# Leaving Australia without applying for Bridging Visa B



## adm6 (Oct 1, 2013)

Hi everyone,

My partner and I have applied for 820/801 defacto visa, I am currently on bridging visa A.

I need to travel overseas next year for approx 4 months, I called the helpline and was told that generally they will only grant bridging visa Bs with travel periods of up to 3 months, so to have any chance of being granted longer than this I will need to provide good evidence why I need to be away so long, and it would just be down to the discretion of whatever case officer deals with my application that day. 

If I am unsuccessful in getting it granted for as long as I would like, I was just wondering if anyone knows what my situation would be if I were to either travel without the BVB or to not return within the specified dates of the BVB. I have read that I would need to apply for and be granted another substantive visa in order to return to Australia when my partner visa is ready to be granted. Does this include tourist visas? And would I even be eligible to be granted a tourist visa if the purpose of my visit is actually to get my partner visa granted rather than for tourism?

Has anyone successfully done anything like this? We don't want to risk our application becoming invalid or me not being able to return to Australia for the grant.

Thanks in advance


----------



## sep2011 (Oct 23, 2013)

1. phone operators are not well trained sometimes, i suggest u to go to immi in person. as i know, just explain ur situation to the staff, they will help you out. one of my friend got 6 months of BVB.
2. as long as ur new visa has been granted , ur previous visa will be no longer valid. which means , if you apply for tourist visa, and it's granted then, ur 820 visa will be cancelled. 
3. ur case is sooo easy , just go to immi in person! (u definitely need a BVB to travel around if u r under BVA)
4. give u an example just happened to me yesterday: my name in VEVO is wrong, i called the helpline, they told me to fill out a form, and the processing time is about 30 days. but i wen to immi by person this morning , they changed my name in their system in 5 mins. 

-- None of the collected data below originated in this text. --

PR #120, opened 2023-01-13
C++ type support

BrunoMSantos:
So this is a big one feature wise, but I think it turned out quite neat for all it does.

The bottom line: this adds support for classes and class like structs and enums; templates; and even improves on extraction of qualifiers and weird specifiers that I think are relevant enough API wise (constexpr, mutable, override... the works). I'm honestly unaware of any single current C++ feature that is not covered within this scope. Hope I'm not wrong.

The one (only?) conspicuous absence here is namespace traversal and tracking. Granted that's a huge one which basically renders all of this pretty much useless, but still nice. Also, I wouldn't dare try to solve namespaces in this series.

Implementation wise, some of these things required me to drop to the token level, which is never ideal, but I tried to do so sparingly and only for relevant cursors to keep the performance hit to a minimum. There are a few places where small legibility improvements can be had perhaps if we loose some consistency in the helper functions' return values (returning None or '') and some function / variable names took a while to pick and I'm still unsure I picked the right ones.

Greatest pet peeve of mine right now is found early in the series with the addition of a `quals` argument to `Docstring`. These are meant for very specific qualifiers, but without changing too much in docstring (and perhaps the parser), I don't see an easy way around something like that. Maybe we can name it `method_quals` instead, but it's a mouthful and doesn't help that much. My best idea so far, but I would prefer to explore that separately, would be a `kwargs` approach to docstring and offload more of the formatting to individual specializations of docstring or other common bases for them instead of trying to cram so many different things into a single rigid API.

No attempt was given at updating the docs.

### DIFF
--- a/hawkmoth/parser.py
+++ b/hawkmoth/parser.py
@@ -321,6 +321,18 @@ def _specifiers_fixup(cursor, basetype):
 
     return type_elem
 
+def _get_scopedenum_type(cursor):
+    """Get the explicit underlying type of a scoped enumerator.
+
+    Returns:
+        Underlying type of a scoped enumerator that has been explicitly defined.
+        ``None`` otherwise.
+    """
+    if cursor.kind == CursorKind.ENUM_DECL and cursor.is_scoped_enum():
+        if list(cursor.get_tokens())[3].spelling == ':':
+            return f': {cursor.enum_type.spelling}'
+    return None
+
 def _type_fixup(cursor):
     """Fix non trivial types' spelling and append qualifiers.
 
@@ -389,8 +401,15 @@ def _type_fixup(cursor):
         name = cursor.spelling + dims
 
     inheritance = _get_inheritance(cursor)
+    scopedenum_type = _get_scopedenum_type(cursor)
 
-    return ttype, f'{name}{inheritance if inheritance else ""}'
+    colon_suffix = ''
+    if inheritance:
+        colon_suffix = inheritance
+    if scopedenum_type:
+        colon_suffix = scopedenum_type
+
+    return ttype, f'{name}{colon_suffix}'
 
 def _get_args(cursor):
     """Get function / method arguments."""
@@ -514,9 +533,14 @@ def _recursive_parse(domain, comments, errors, cursor, nest):
                                           nest=nest, name=name,
                                           decl_name=decl_name, meta=meta)
         elif cursor.kind == CursorKind.ENUM_DECL:
-            ds = docstring.EnumDocstring(domain=domain, text=text,
-                                         nest=nest, name=name,
-                                         decl_name=decl_name, meta=meta)
+            if cursor.is_scoped_enum():
+                ds = docstring.EnumClassDocstring(domain=domain, text=text,
+                                                  nest=nest, name=name,
+                                                  decl_name=decl_name, meta=meta)
+            else:
+                ds = docstring.EnumDocstring(domain=domain, text=text,
+                                             nest=nest, name=name,
+                                             decl_name=decl_name, meta=meta)
         elif cursor.kind in [CursorKind.CLASS_DECL, CursorKind.CLASS_TEMPLATE]:
             ds = docstring.ClassDocstring(domain=domain, text=text,
                                           nest=nest, name=name,
--- a/hawkmoth/parser.py
+++ b/hawkmoth/parser.py
@@ -233,6 +233,23 @@ def _get_storage_class(cursor):
 
     return storage_class_map.get(cursor.storage_class)
 
+def _get_fn_quals(cursor):
+    """Get all the qualifiers of a function object.
+
+    Returns:
+        List of (prefix) function qualifiers.
+    """
+    fn_quals = []
+
+    if cursor.kind == CursorKind.FUNCTION_DECL:
+        tokens = [t.spelling for t in cursor.get_tokens()]
+        if 'static' in tokens:
+            fn_quals.append('static')
+        if 'inline' in tokens:
+            fn_quals.append('inline')
+
+    return fn_quals
+
 def _type_fixup(cursor):
     """Fix non trivial types' spelling and append qualifiers.
 
@@ -398,7 +415,8 @@ def _recursive_parse(domain, comments, errors, cursor, nest):
 
     elif cursor.kind == CursorKind.FUNCTION_DECL:
         args = _get_args(cursor)
-        ttype = cursor.result_type.spelling
+        linkage = ' '.join(_get_fn_quals(cursor))
+        ttype = f'{linkage}{" " if linkage else ""}{cursor.result_type.spelling}'
 
         ds = docstring.FunctionDocstring(domain=domain, text=text,
                                          nest=nest, name=name,
--- a/hawkmoth/parser.py
+++ b/hawkmoth/parser.py
@@ -420,7 +420,8 @@ def _recursive_parse(domain, comments, errors, cursor, nest):
 
         ds = docstring.FunctionDocstring(domain=domain, text=text,
                                          nest=nest, name=name,
-                                         ttype=ttype, args=args, meta=meta)
+                                         ttype=ttype, args=args,
+                                         quals='', meta=meta)
         return [ds]
 
     # If we reach here, nothing matched i.e. there's a documentation comment
--- a/hawkmoth/parser.py
+++ b/hawkmoth/parser.py
@@ -293,6 +293,57 @@ def _get_access_specifier(cursor):
 
     return name_map.get(cursor.access_specifier, None)
 
+def _get_template_line(cursor):
+    """Get the template arguments of a cursor.
+
+    This recurses for templated template arguments.
+
+    Returns:
+        String with the form 'template<...> ' if the cursor is a template or
+        `None` otherwise. When the cursor represents a templated template
+        argument, the returned string is actually of the form 'template<...>
+        name', but this should only occur under recursion.
+    """
+    # We only add the name when we recurse, in which case we need to track the
+    # name of the templated template argument. Otherwise the name is not part of
+    # the template arguments.
+    name = ''
+
+    if cursor.kind not in [CursorKind.CLASS_TEMPLATE,
+                           CursorKind.FUNCTION_TEMPLATE,
+                           CursorKind.TEMPLATE_TEMPLATE_PARAMETER]:
+        return None
+
+    # The type of type parameters can be 'typename' and 'class'. These are
+    # equivalent, but we want it to look like the source code for consistency.
+    # We can do it by looking at the tokens directly. This is slightly
+    # complicated due to variadic template type parameters.
+    def typetype(cursor):
+        tokens = list(cursor.get_tokens())
+        if tokens[-2].spelling == '...':
+            return f'{tokens[-3].spelling}...'
+        else:
+            return f'{tokens[-2].spelling}'
+
+    # We need to add the keyword 'typename' or 'class' if we have recursed and
+    # therefore we are inside the template argument list.
+    if cursor.kind == CursorKind.TEMPLATE_TEMPLATE_PARAMETER:
+        name = f' {typetype(cursor)} {cursor.spelling}'
+
+    template_args = []
+    for child in cursor.get_children():
+        if child.kind == CursorKind.TEMPLATE_TYPE_PARAMETER:
+            template_args.append(f'{typetype(child)} {child.spelling}')
+        elif child.kind == CursorKind.TEMPLATE_NON_TYPE_PARAMETER:
+            arg_name = f' {child.spelling}' if child.spelling != '' else '...'
+            template_args.append(f'{child.type.spelling}{arg_name}')
+        elif child.kind == CursorKind.TEMPLATE_TEMPLATE_PARAMETER:
+            arg = _get_template_line(child)
+            if arg:
+                template_args.append(arg)
+
+    return f'template<{", ".join(template_args)}>{name}'
+
 def _specifiers_fixup(cursor, basetype):
     """Fix the type for C++ specifiers.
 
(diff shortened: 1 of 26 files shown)


hawkmoth/parser.py
```diff
@@ -271,9 +286,18 @@ def _type_fixup(cursor):
...
+        if storage_class:
+            type_elem.append(storage_class)
+
+        type_elem.append(cursor_type.spelling)
+
         if stars_and_quals:
-            ttype += ' ' + stars_and_quals
+            type_elem.append(stars_and_quals)
+
+        ttype = ' '.join(type_elem)
```
jnikula, line 451: The thing that bugs me about this is that the documentation will be different depending on whether the documentation comments are above declarations or definitions. Declarations will have extern, definitions won't.

I think it's a matter of style whether one wants to put the documentation in the headers (declarations) or in the implementation (definitions). I don't think that should impact the resulting documentation.

I'd suggest not including `extern` here at all.

I think `static` is useful here, though.

test/function.c
```diff
@@ -1,12 +1,12 @@
...
  * Foo function.
  */
-int foo(int bar, int baz);
+static inline int foo(int bar, int baz);
 
 /**
  * No parameters.
  */
-int no_parameters(void);
+extern int no_parameters(void);
```
jnikula, line 9: Looking at the implementation, I'm not quite sure how we get `extern` for functions, but the same applies here as for variables. I'd prefer not having them. (Moreover, extern is superfluous for function declarations in C.)

I think `static` is useful. (Although documenting static functions would be more like documenting implementation details than an API, but it's still fine.)

I think `static inline` should mostly be an implementation detail of an API, but gut feeling says to err on the side of having it than trying to hide it, especially if we're going to have `static` anyway.

jnikula:
I read through it all at the high level. The `extern` stuff I commented on is something I'd like to have removed. Should not have a big impact, maybe a few lines at most.

I did not dig all that much into the details. I'll try to get into that later this weekend. Accessing the tokens so much obviously stands out as something of a disappointment, but if there's no other way, there's no other way.

jnikula:
I keep wondering about just passing the cursor to `Docstring` init. I think the current approach makes things unnecessarily difficult both sides of that interface. `parser.py` tries to shoehorn everything into those parameters, and `docstring.py` tries to convert them into useful things with `_fmt`. By passing the cursor, the whole thing would become much more object-oriented on the `Docstring` side, and a lot of the conversions could be more localized to relevant classes.

There's an additional thought as well. Originally, I had this idea of cross-checking e.g. the actual function parameters against the documented parameters, but I quickly realized I don't want to have anything to do with docstring parsing. However, we might want to allow extensions to do that. Pass the cursor and the docstring to a Sphinx event, and let extensions do that, while the core codebase stays clean.

Anyway, just throwing idea around. If you think passing cursors to `Docstring` makes things easier for you, I'm on board, but I'm definitely not asking you to do that. But I'll probably be more critical of modifying the `Docstring` interface to some *other* direction, although I'm not pre-emptively rejecting that either.

hawkmoth/parser.py
BrunoMSantos: > The thing that bugs me about this is that the documentation will be different depending on whether the documentation comments are above declarations or definitions. Declarations will have extern, definitions won't.
> 
> I think it's a matter of style whether one wants to put the documentation in the headers (declarations) or in the implementation (definitions). I don't think that should impact the resulting documentation.

Not just style. A user may want 2 sets of documentation: one for implementation details, one for the API users. Generally, I actually like having the distinction, though it is a difference from what we had been doing so far.

> I'd suggest not including `extern` here at all.

Hmm, if a header has an `extern` variable declared, that is API relevant I think. Of course, defining variables in a header is (almost) never a good idea so one could say the `extern` is redundant. But then there's that one case in which one needs to do just that. Not to mention I've seen a couple of cases where including `.c` files was the right thing to do...

> I think `static` is useful here, though.

test/function.c
BrunoMSantos: > Looking at the implementation, I'm not quite sure how we get `extern` for functions, but the same applies here as for variables. I'd prefer not having them. (Moreover, extern is superfluous for function declarations in C.)

We don't, I put it here to make it obvious that it doesn't show up in the documentation in this case. I agree, it's totally meaningless for functions unlike for variables.

> I think `static` is useful. (Although documenting static functions would be more like documenting implementation details than an API, but it's still fine.)
> 
> I think `static inline` should mostly be an implementation detail of an API, but gut feeling says to err on the side of having it than trying to hide it, especially if we're going to have `static` anyway.

Hmm, I think it conveys _something_ as an API, depending on user's expectations. Maybe some of this stuff could be made configurable one day if someone feels strongly about it.

BrunoMSantos:
> I keep wondering about just passing the cursor to `Docstring` init. I think the current approach makes things unnecessarily difficult both sides of that interface. `parser.py` tries to shoehorn everything into those parameters, and `docstring.py` tries to convert them into useful things with `_fmt`. By passing the cursor, the whole thing would become much more object-oriented on the `Docstring` side, and a lot of the conversions could be more localized to relevant classes.

I understand your idea and, to an extent, I like it. The only thing that keeps me wondering is whether I'd like to expose docstring to Clang's bindings directly, which are not the easiest thing to deal with as we're finding out more often than not (looking into tokens and whatnot).

This is something I've been thinking about too though and a similar idea (in the end result) that I like more though would be to derive our own version of a Clang `Cursor` that implements all the stuff we want in docstring and hides all of that craziness inside. Then top level parser only determines which specialization of docstring to call, constructs this new object out of the Clang cursor and hands it over.

> There's an additional thought as well. Originally, I had this idea of cross-checking e.g. the actual function parameters against the documented parameters, but I quickly realized I don't want to have anything to do with docstring parsing. However, we might want to allow extensions to do that. Pass the cursor and the docstring to a Sphinx event, and let extensions do that, while the core codebase stays clean.

I'm counting on having this feature honestly, one way or another. I'd still like the default of doing it for the limited case of Sphinx notation, maybe through an internal extension that kicks in when `:transform:` is `None`? Those using transformations could be left to their own pain :P

> Anyway, just throwing idea around. If you think passing cursors to `Docstring` makes things easier for you, I'm on board, but I'm definitely not asking you to do that. But I'll probably be more critical of modifying the `Docstring` interface to some _other_ direction, although I'm not pre-emptively rejecting that either.

BrunoMSantos:
> I read through it all at the high level. The `extern` stuff I commented on is something I'd like to have removed. Should not have a big impact, maybe a few lines at most.

Forgot about this one. Yeah, as you may have gathered by my other comments, I'd like to challenge that one :sweat_smile: 

It only shows up in variables, and I think it's relevant there. But let's see :)

BrunoMSantos:
> > There's an additional thought as well. Originally, I had this idea of cross-checking e.g. the actual function parameters against the documented parameters, but I quickly realized I don't want to have anything to do with docstring parsing. However, we might want to allow extensions to do that. Pass the cursor and the docstring to a Sphinx event, and let extensions do that, while the core codebase stays clean.
> 
> I'm counting on having this feature honestly, one way or another. I'd still like the default of doing it for the limited case of Sphinx notation, maybe through an internal extension that kicks in when `:transform:` is `None`? Those using transformations could be left to their own pain :P

Actually, presuming that all transformations must ultimately generate Sphinx notation, this check can (should) happen _after_ transformation, giving us universal parameter checking.

Whether we do so internally as a plugin or not I have no opinion as I currently know little of how that would work relative to other solutions.

jnikula:
> Actually, presuming that all transformations must ultimately generate Sphinx notation, this check can (should) happen _after_ transformation, giving us universal parameter checking.
> 
> Whether we do so internally as a plugin or not I have no opinion as I currently know little of how that would work relative to other solutions.

I think the main benefit of using plugins for this is that it's easy to experiment with them without committing to some solution in core code.

There are a number of things that could be plugins at docstring level, with the Sphinx extension providing callbacks to docstring that end up as events to extensions:

- Identifying what are documentation comments
- Removing comment markers
- Converting the cursor to a Sphinx domain directive
- Transforming documentation comment from one format to another
- Validating documentation comment contents

Many of these would actually benefit from having the cursor around in docstring level to be passed to the extensions.

Anyway, that's increasingly off-topic for the merge request at hand. :)

hawkmoth/parser.py
```diff
@@ -415,15 +481,16 @@ def _recursive_parse(domain, comments, errors, cursor, nest):
...
-        args = _get_args(cursor)
-        linkage = ' '.join(_get_fn_quals(cursor))
-        ttype = f'{linkage}{" " if linkage else ""}{cursor.result_type.spelling}'
-
+    elif cursor.kind in [CursorKind.FUNCTION_DECL,
+                         CursorKind.CONSTRUCTOR,
+                         CursorKind.DESTRUCTOR,
+                         CursorKind.CXX_METHOD,
+                         CursorKind.FUNCTION_TEMPLATE]:
+        ttype, args, quals = _fn_fixup(cursor)
```
jnikula, line 626: I'm thinking maybe we should keep `CursorKind.FUNCTION_DECL` handling separate from the rest, which are all C++ only, and not try to handle them all together. Bundling them leads to a lot of unnecessary stuff in `_fn_fixup()` for regular functions. Similarly, split `_get_fn_quals` to two.

AFAICT `_fn_fixup()` does not need the `CursorKind.FUNCTION_DECL` parts of `_get_fn_quals()`.

hawkmoth/parser.py
```diff
@@ -293,6 +293,34 @@ def _get_access_specifier(cursor):
...
+                       CursorKind.FIELD_DECL,
+                       CursorKind.PARM_DECL]:
+        tokens = [t.spelling for t in cursor.get_tokens()]
+
+        if 'mutable' in tokens:
+            type_elem.append('mutable')
+
+        if 'constexpr' in tokens:
+            type_elem.append('constexpr')
+            type_elem.append(basetype.spelling[len('const '):])
```
jnikula, line 369: Yikes that feels magic.

hawkmoth/parser.py
```diff
@@ -477,11 +495,15 @@ def _recursive_parse(domain, comments, errors, cursor, nest):
...
-                         CursorKind.ENUM_DECL]:
+    elif cursor.kind in [CursorKind.STRUCT_DECL,
+                         CursorKind.UNION_DECL,
+                         CursorKind.ENUM_DECL,
+                         CursorKind.CLASS_DECL,
+                         CursorKind.CLASS_TEMPLATE]:
 
         # Do not set the decl_name for anonymous symbols (empty spelling).
-        decl_name = name if cursor.spelling != '' else None
+        _, decl_name = _type_fixup(cursor)
```
jnikula, line 583: It scares me a bit that a lot of the paths now call `_type_fixup()` and I'm no longer quite sure why. It does a lot of things, and I'm completely uncertain if all of the things are needed in all of the paths.

Certainly the function pointer and array stuff is completely  unnecessary for this path.

I'm thinking smaller and more dedicated building blocks, so that changing `_type_fixup()` doesn't become insurmountable.

hawkmoth/parser.py
```diff
@@ -389,8 +401,15 @@ def _type_fixup(cursor):
...
+    scopedenum_type = _get_scopedenum_type(cursor)
 
-    return ttype, f'{name}{inheritance if inheritance else ""}'
+    colon_suffix = ''
+    if inheritance:
+        colon_suffix = inheritance
+    if scopedenum_type:
+        colon_suffix = scopedenum_type
+
+    return ttype, f'{name}{colon_suffix}'
```
jnikula: Same as previous patch, is it necessary to handle scoped enum type within `_type_fixup()`, or could it just be a separate thing for scoped enums?

jnikula:
For details, as I've mentioned in a few comments, I worry about `_fn_fixup()` and especially `_type_fixup()` combining a lot of stuff together, probably too much.

You've convinced me on the `extern` stuff. I also got confused by the `extern` being added in a function.

At the high level everything looks pretty good, it's just the fixup details I'd like to have cleaned up a bit.

hawkmoth/parser.py
BrunoMSantos: True, I was trying to keep all the common paths common, but gains are limited. I have a slight prior preference for the current version in this case, but let me see how it looks if I split it.

hawkmoth/parser.py
```diff
@@ -339,6 +380,31 @@ def _get_args(cursor):
 
     return args
 
+def _fn_fixup(cursor):
+    """Parse C++ method specific qualifiers."""
```
BrunoMSantos, line 487: This clearly fell behind.

hawkmoth/parser.py
BrunoMSantos: I actually wondered for a second or two whether that might be the case, but ultimately decided it was quite obvious. Good having someone checking my assumptions :)

So `constexpr` gets translated by Clang to `const` as part of the type spelling, which it is as the 1st implies the 2nd. However we want `constexpr` instead since it has a broader meaning than just `const`. We could leave it as `constexpr const`, but I think it looks a bit ugly and redundant. I'll add a comment to that effect.

hawkmoth/parser.py
BrunoMSantos: Yup, this one is less defensible. I'm only adding a couple of lines, but the function is already pretty wild. We need some parts, but I should be able to split it in a decent way.

hawkmoth/parser.py
BrunoMSantos: Yeah, like before, I agree with the sentiment despite a few common lines of code. I think we should be able to at least split new type declarations from variable / function argument declarations.

BrunoMSantos:
> For details, as I've mentioned in a few comments, I worry about `_fn_fixup()` and especially `_type_fixup()` combining a lot of stuff together, probably too much.
> 
> You've convinced me on the `extern` stuff. I also got confused by the `extern` being added in a function.
> 
> At the high level everything looks pretty good, it's just the fixup details I'd like to have cleaned up a bit.

Many thanks for the comments! I'll try to address them :)

BrunoMSantos:
Pushed a v2. The fixes were a bit tricky rebase wise and I ended up uncovering a couple of big issues along the way, though nothing fundamentally changed.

hope it will help you. dont worry ! just go to immi in person , coz u need to fill out a form anyway, and the staff there will assist u with anything u worried.


----------



## GBP (Jun 1, 2013)

nowadays, people are getting longer BV B because the onshore processing time is so long. So, as suggested by sep2011, you can attend to the nearest DIBP to sort it out. 

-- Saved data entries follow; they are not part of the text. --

PR #122, opened 2023-01-17
C++ types v2

BrunoMSantos:
This supersedes #120.

Other than the proposed changes, I noticed and fixed some small issues:
1. Constructors / destructors were not getting an access specifier. Somehow it fell
through the cracks before, but it's now fixed and reflected in the test cases.
2. Member variables were not getting an access specifier. This was a big one, can't
imagine how I missed it, but it was even more flagrant than the c/dtors. Fixed
now. This is by far the biggest difference and is pretty much limited to the commit [parser: improve support for C++ specifiers](https://github.com/jnikula/hawkmoth/commit/d7f7005c51e85a6febfca043f76c6e7a1a4c80c1)
3. A few code paths were simplified. Partly due to the now clearer type fixup
thingy which made the improvements obvious.
4. Some mutually exclusive branches were improved for marginally better
performance: if one, avoid the other.

### DIFF
--- a/hawkmoth/parser.py
+++ b/hawkmoth/parser.py
@@ -233,6 +233,23 @@ def _get_storage_class(cursor):
 
     return storage_class_map.get(cursor.storage_class)
 
+def _get_fn_quals(cursor):
+    """Get all the qualifiers of a function object.
+
+    Returns:
+        List of (prefix) function qualifiers.
+    """
+    fn_quals = []
+
+    if cursor.kind == CursorKind.FUNCTION_DECL:
+        tokens = [t.spelling for t in cursor.get_tokens()]
+        if 'static' in tokens:
+            fn_quals.append('static')
+        if 'inline' in tokens:
+            fn_quals.append('inline')
+
+    return fn_quals
+
 def _type_fixup(cursor):
     """Fix non trivial types' spelling and append qualifiers.
 
@@ -398,7 +415,8 @@ def _recursive_parse(domain, comments, errors, cursor, nest):
 
     elif cursor.kind == CursorKind.FUNCTION_DECL:
         args = _get_args(cursor)
-        ttype = cursor.result_type.spelling
+        linkage = ' '.join(_get_fn_quals(cursor))
+        ttype = f'{linkage}{" " if linkage else ""}{cursor.result_type.spelling}'
 
         ds = docstring.FunctionDocstring(domain=domain, text=text,
                                          nest=nest, name=name,
--- a/hawkmoth/parser.py
+++ b/hawkmoth/parser.py
@@ -287,7 +287,7 @@ def _var_type_fixup(cursor):
             break
 
     if cursor_type.kind == TypeKind.FUNCTIONPROTO:
-        pad = lambda s: s if s.endswith('*') else s + ' '
+        pad = lambda s: s if s.endswith('*') or s.endswith('&') else s + ' '
 
         args = []
         for c in cursor.get_children():
--- a/hawkmoth/parser.py
+++ b/hawkmoth/parser.py
@@ -233,22 +233,21 @@ def _get_storage_class(cursor):
 
     return storage_class_map.get(cursor.storage_class)
 
-def _get_fn_quals(cursor):
+def _get_function_quals(cursor):
     """Get all the qualifiers of a function object.
 
     Returns:
         List of (prefix) function qualifiers.
     """
-    fn_quals = []
+    tokens = [t.spelling for t in cursor.get_tokens()]
+    quals = []
 
-    if cursor.kind == CursorKind.FUNCTION_DECL:
-        tokens = [t.spelling for t in cursor.get_tokens()]
-        if 'static' in tokens:
-            fn_quals.append('static')
-        if 'inline' in tokens:
-            fn_quals.append('inline')
+    if 'static' in tokens:
+        quals.append('static')
+    if 'inline' in tokens:
+        quals.append('inline')
 
-    return fn_quals
+    return quals
 
 def _type_fixup(cursor):
     """Fix non trivial types' spelling and append qualifiers.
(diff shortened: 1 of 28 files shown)


hawkmoth/parser.py
```diff
@@ -385,7 +423,7 @@ def _get_args(cursor):
 
 def _function_fixup(cursor):
     """Parse additional details of a function declaration."""
-    args = _get_args(cursor)
+    args = _get_args(cursor, 'c')
```
jnikula, line 520: This "smells" a bit wrong, because `_function_fixup()` will also be called for C++. By reading the code I can see that it will work just fine with the 'c' domain, because the 'cpp' domain features within `_get_args()` are only relevant for methods etc.

But feels like the domain should be an invariant (apart from `extern "C"`) that you can rely on.

jnikula:
I might have some nitpicks here and there, but I'm not sure it's the best use of either of our time to respin this. It's probably easier to continue working on this after it's been merged, and I trust you to stick around. :wink: 

I found the coverage report in #123 to be useful for reference. In fact, this merge *increases* the coverage.

I also wrote a tool that takes a testcase `.yaml` and turns it into html, just so I could look at what the end results of the C++ domain look like, without turning them into examples. I'll polish and submit that at some point. Might prove useful for debugging later.

Anyway, are you happy with this yourself? Good to go?

jnikula:
Oh, on the nitpicks, some of the methods in the tests could use some more parameters. There are very few. But can be added later.

jnikula:
> I also wrote a tool that takes a testcase `.yaml` and turns it into html, just so I could look at what the end results of the C++ domain look like, without turning them into examples. I'll polish and submit that at some point. Might prove useful for debugging later.

Btw one of the things I noted was that Sphinx does not display public access specifier even though it's present in rst. Only protected/private.

BrunoMSantos:
> I might have some nitpicks here and there, but I'm not sure it's the best use of either of our time to respin this. It's probably easier to continue working on this after it's been merged, and I trust you to stick around. wink

I'm planning on it! Though, heads up, I will probably slow down a bit going forward. Everyone liked it and would ultimately prefer it to breathe, but with everything else that I have to do and without a clear decision from the team to make it work, I'm not comfortable enough taking on the risk myself. Besides nuclear fusion is delayed enough as it is xD

Instead, I'm planning on wiring up breathe and focus on other things. Once this is a bit more mature, I can attempt a conversion. Especially if breathe / Doxygen become annoying (I give ourselves good chances on that one).

Either way, I expect C++ will likely attract a lot more users and contributions than C did. However sad that is to me.

> I found the coverage report in #123 to be useful for reference. In fact, this merge _increases_ the coverage.

Well, if I mostly added code with ~100% coverage, relative coverage should increase even if uncovered lines didn't change much. Some sort of cognitive bias... :P

But it's a cool thing to put a number on. Also, really nice output, I can totally see a few missed cases, though I'd rather do a separate round to trim redundant code paths and add new tests after merging #123. Besides, it's not too bad right now!

> I also wrote a tool that takes a testcase `.yaml` and turns it into html, just so I could look at what the end results of the C++ domain look like, without turning them into examples. I'll polish and submit that at some point. Might prove useful for debugging later.

That's a neat idea. I often end up using our own docs to demo that, but it's a bit cumbersome.

> Anyway, are you happy with this yourself? Good to go?

Yeah, I'm pretty stoked with how it turned out so far and the previous round had bigger holes than this one for sure.

That said, I actually found one specifier I didn't take care of: `noexcept`. If we do a new round, it would be to add that, but rebasing this becomes increasingly costly and I was pretty sure I had caught everything before. We now know how that turned out.

> Oh, on the nitpicks, some of the methods in the tests could use some more parameters. There are very few. But can be added later.

Yeah, I may have been taking a bit of a white box approach to tests so far.

> Btw one of the things I noted was that Sphinx does not display public access specifier even though it's present in rst. Only protected/private.

Yeah, I noticed it. I think putting them there is the right behaviour though in case Sphinx changes. Also not sure if this can be affected by themes, haven't looked.

jnikula:
> > I might have some nitpicks here and there, but I'm not sure it's the best use of either of our time to respin this. It's probably easier to continue working on this after it's been merged, and I trust you to stick around. wink
> 
> I'm planning on it! Though, heads up, I will probably slow down a bit going forward. Everyone liked it and would ultimately prefer it to breathe, but with everything else that I have to do and without a clear decision from the team to make it work, I'm not comfortable enough taking on the risk myself. Besides nuclear fusion is delayed enough as it is xD
> 
> Instead, I'm planning on wiring up breathe and focus on other things. Once this is a bit more mature, I can attempt a conversion. Especially if breathe / Doxygen become annoying (I give ourselves good chances on that one).

Too bad, though not completely unexpected. All thing considered, it would have been a bit of a jump into the unknown, while Doxygen+Breathe is the safe choice. IMO it's over-complicated as a whole, especially for small projects, but then you can actually find support and solutions to the problems you hit.

> Either way, I expect C++ will likely attract a lot more users and contributions than C did. However sad that is to me.

Fingers crossed! :)

> > Anyway, are you happy with this yourself? Good to go?
> 
> Yeah, I'm pretty stoked with how it turned out so far and the previous round had bigger holes than this one for sure.
> 
> That said, I actually found one specifier I didn't take care of: `noexcept`. If we do a new round, it would be to add that, but rebasing this becomes increasingly costly and I was pretty sure I had caught everything before. We now know how that turned out.

On this one, up to you really!

> > Btw one of the things I noted was that Sphinx does not display public access specifier even though it's present in rst. Only protected/private.
> 
> Yeah, I noticed it. I think putting them there is the right behaviour though in case Sphinx changes.

Agreed.

BrunoMSantos:
> On this one, up to you really!

Let's merge it! :)

hawkmoth/parser.py
BrunoMSantos: Oh, missed this one, the notification went straight to the junk folder.

Yeah, you're right. Don't merge it yet then, I'll force push a fix for this later.

jnikula: I suggested merging *after* I'd commented on this one. :)

BrunoMSantos: Yeah, but this one made me feel particularly dirty xD

It's also the sort of thing that has no immediate pressure for a fix, which I don't like.

Anyway, I force pushed this one thing only. Thanks for the patience!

You definitely need a BV B to travel while on BV A.


----------



## Jerry Gomez (Oct 18, 2013)

If you don't have an agent you should consider consulting one as you may be delving into tricky territory given the length of time you will be away.

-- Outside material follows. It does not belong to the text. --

PR #123, opened 2023-01-18
test: add test coverage and reporting

jnikula:
@BrunoMSantos I wondered about the coverage of the tests, in particular the new C++ stuff, as well as what parts actually get executed of the all the things in parser.py.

Any separation from a partner will be queried. That is one big issue.

Onshore visa grants usually require you to be onshore at the time of the grant. That's another issue.

In respect of BVB's, these are usually routinely handed out to BVA holders in reasonable applications.

But because of the length of time and and the 2 issues mentioned above, an application for this needs to be considered properly.


----------



## adm6 (Oct 1, 2013)

Thanks everyone for your help.

We will try to get to the office to apply, unfortunately we live 7 hours drive from an office. Are the staff in the office a lot more helpful and knowledgable?

My partner will be travelling with me so there won't be any problems with us being separated. 

It's just hard to know what they consider to be 'substantial reasons for travel' I have 3 weddings in the space of 4 months and would like to be able to attend them all, I need to RSVP to them but without a guarantee that I will be able to leave Australia, it makes it all very difficult.

Looks like it may be worth a trip to Sydney!


----------



## CollegeGirl (Nov 10, 2012)

I wouldn't count on a four-month BVB. I really wouldn't. There have been a few instances of people obtaining them, but far more instances where they didn't, from what I've seen here. 

If you leave the country without a BVB, or overstay the duration of it, it is at DIBP's discretion whether they let you back in on another type of visa, such as a tourist visa. Quite honestly, it depends on the whims of the Case Officer you get that day. If they're feeling kind, they may grant you one. If not, it is quite possible you would not be allowed back onshore, which means when your 820 is ready to be decided, it would be denied and you'd have no recourse. You'd lose your application fee and have to apply all over again. Personally, I would try for a longer BVB, but if I didn't get one, I wouldn't risk staying out of the country longer than those three months, no matter how much I adored the four people whose weddings I wanted to attend.


----------



## CollegeGirl (Nov 10, 2012)

Also, I'm not sure how it works if you lose your BVA due to staying out too long on your BVB, and then come back in on a tourist visa which could potentially then expire before your 820 is granted. Without that BVA in place, I don't know if you're given another BVA, or if you're put on a BVE or something. It could turn into a pretty complicated situation, as Jerry Gomez said above, and might be worth a consult with a registered migration agent so you know exactly how it could all play out.


----------



## adm6 (Oct 1, 2013)

Thanks CG 
You're right its not worth the risk, we shouldn't be too far off the grant by then so I wouldnt want to risk having to go through the whole process again, I will have to wait it out I suppose and go see them 3 months before my trip, just keep my fingers crossed I get a nice Case Officer that day...! If not, I suppose 3 months will have to do. Is 3 months pretty much guaranteed?


----------



## CollegeGirl (Nov 10, 2012)

I mean, nothing is guaranteed with DIBP. But they almost always grant them these days. Even back when they more commonly required a "good reason" to allow you to travel out of the country, weddings of close friends or family members generally qualified.


----------